GOAL OF THE EXERCISE — Only the lines holding "host" are wanted; find them in the listing and return each one.

EXERCISE DATA —

PR #981, opened 2021-02-15
Allow from router support in CNO

abhat:
This PR adds support for 

- creating the host network namespace via bindata manifests
- watching the ingress controller objects and updating the labels on host network namespace.

### DIFF
--- a/pkg/controller/ingressconfig/ingressconfig_controller.go
+++ b/pkg/controller/ingressconfig/ingressconfig_controller.go
@@ -1,0 +1,139 @@
+package ingressconfig
+
+import (
+	"context"
+	"log"
+	"time"
+
+	operv1 "github.com/openshift/api/operator/v1"
+	"github.com/openshift/cluster-network-operator/pkg/controller/statusmanager"
+	"github.com/openshift/cluster-network-operator/pkg/names"
+	corev1 "k8s.io/api/core/v1"
+	apierrors "k8s.io/apimachinery/pkg/api/errors"
+	metav1 "k8s.io/apimachinery/pkg/apis/meta/v1"
+	"k8s.io/apimachinery/pkg/types"
+	"sigs.k8s.io/controller-runtime/pkg/client"
+	"sigs.k8s.io/controller-runtime/pkg/controller"
+	"sigs.k8s.io/controller-runtime/pkg/handler"
+	"sigs.k8s.io/controller-runtime/pkg/manager"
+	"sigs.k8s.io/controller-runtime/pkg/reconcile"
+	"sigs.k8s.io/controller-runtime/pkg/source"
+)
+
+// The periodic resync interval.
+// We will re-run the reconciliation logic, even if the network configuration
+// hasn't changed.
+var ResyncPeriod = 3 * time.Minute
+
+// ManifestPaths is the path to the manifest templates
+// bad, but there's no way to pass configuration to the reconciler right now
+var ManifestPath = "./bindata"
+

OUTPUT FOR THIS TASK —
- creating the host network namespace via bindata manifests
- watching the ingress controller objects and updating the labels on host network namespace.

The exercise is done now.